### About this task
Find the line in the data below that contains "note: if code". Return that line and all the lines after it, unchanged.

### Source data
####################
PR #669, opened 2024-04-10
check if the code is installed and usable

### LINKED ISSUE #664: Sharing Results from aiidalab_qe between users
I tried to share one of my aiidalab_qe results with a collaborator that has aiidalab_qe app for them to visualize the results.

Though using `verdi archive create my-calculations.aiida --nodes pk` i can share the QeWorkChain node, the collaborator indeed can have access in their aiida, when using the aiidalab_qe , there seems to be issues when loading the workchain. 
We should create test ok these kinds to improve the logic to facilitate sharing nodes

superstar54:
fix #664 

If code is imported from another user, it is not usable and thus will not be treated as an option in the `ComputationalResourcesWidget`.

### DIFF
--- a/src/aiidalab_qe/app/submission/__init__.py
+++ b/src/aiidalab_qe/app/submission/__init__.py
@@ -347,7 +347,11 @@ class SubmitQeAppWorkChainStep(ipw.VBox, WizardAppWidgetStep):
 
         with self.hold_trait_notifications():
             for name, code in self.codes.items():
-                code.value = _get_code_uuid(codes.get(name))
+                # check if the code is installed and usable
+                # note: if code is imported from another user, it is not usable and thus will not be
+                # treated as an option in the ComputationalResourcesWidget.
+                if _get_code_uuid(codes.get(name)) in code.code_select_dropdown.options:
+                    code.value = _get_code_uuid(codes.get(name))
####################
### Written solution
+                # note: if code is imported from another user, it is not usable and thus will not be
+                # treated as an option in the ComputationalResourcesWidget.
+                if _get_code_uuid(codes.get(name)) in code.code_select_dropdown.options:
+                    code.value = _get_code_uuid(codes.get(name))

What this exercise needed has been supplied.